:: Records for this exercise ::
PR #146, opened 2017-01-27
T15278 capitalisation

pwithnall:
Capitalisation and Unicode string fixes for https://phabricator.endlessm.com/T15278.


pwithnall:
Updated version of the branch which updates the `msgid` strings in the `.po` files so that no strings are marked as fuzzy.

pwithnall:
> ui: Apply unicode ellipses to translations

I deliberately didn’t do that because I’m unsure of the semantics of ‘…’ in non-English languages, but if you’re happy with it then I have no complaints. Thanks for reviewing and merging.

:: Your goal ::
How many lines of the listing include the string "that"? Answer with the number alone.

:: Response box ::
2